--- Task requirements ---
Look at every line of the material and count the ones holding the word "disk". The answer is the number only.

Start of Block

PR #120, opened 2018-10-23
Move test requirements into a separate document

relud:


relud:
cc @jklukas if you want to chime in on anything

docs/test_requirements.md
```diff
@@ -0,0 +1,131 @@
...
+      - require disk queue is not touched in absence of PubSub errors
+- full recovery from downtime must not take longer than the downtime period
+
+### Recovery Tests
+
+Recovery tests should the following properties in addition to load test
+properties:
+
+- do not need to run in 1 hour
+- do not block deployment to production
```
relud: this is a change to current requirements from before, everything else is more or less copied or rephrased

docs/test_requirements.md
```diff
@@ -0,0 +1,131 @@
...
+   - present, absent, invalid, and wrong-type payload JSON
+   - present, absent, invalid, and wrong-type payload fields
+   - duplicate documents
+   - ingestion-beam: inputs and outputs return same schema received
+
+### Integration Tests
+
+Integration tests should have the following properties:
+
+- suite runs in less than 1 minute in CI
```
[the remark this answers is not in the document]
jklukas: This context on timing is helpful. Let's put this in the summary at the top of the Test Categories section.

docs/test_requirements.md
```diff
@@ -0,0 +1,131 @@
...
+      - 100% and 10% of external service requests time out
+      - 100% and 10% external service requests return 500
+   - ingestion-edge:
+      - when running out of disk queue space due to PubSub server errors
+      - require disk queue is not touched in absence of PubSub errors
+- full recovery from downtime must not take longer than the downtime period
+
+### Recovery Tests
+
+Recovery tests should the following properties in addition to load test
```
jklukas:
```suggestion
Recovery tests should have the following properties in addition to load test
```

docs/test_requirements.md
```diff
@@ -0,0 +1,131 @@
...
+properties:
+
+- do not need to run in 1 hour
```
jklukas: So this means they _may_ run for longer than 1 hour?

jklukas: It might be useful to adopt [RFC requirement levels](https://www.ietf.org/rfc/rfc2119.txt) for this document, so each line begin like "MUST x", "MAY y", "SHOULD NOT z"

docs/test_requirements.md
```diff
@@ -0,0 +1,131 @@
...
+      - PubSub cannot TCP connect
+      - Cloud Storage cannot TCP connect
+      - Dataflow disk is full
+- clean up external resources when complete
+
+### Load Tests
+
+Load tests should have the following properties:
+
+- can run in parallel in less than 1 hour
```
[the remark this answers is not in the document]
relud: i'm definitely referring to load testing against separate stacks

docs/test_requirements.md
```diff
@@ -0,0 +1,131 @@
...
+   in a GCP environment configured to mimic production configuration as
+   closely as possible.
+
+## Test Categories
+
+### Unit Tests
+
+Unit tests should have the following properties:
+
+- suite runs in less than 5 seconds in CI
```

End of Block

--- Written answer ---
4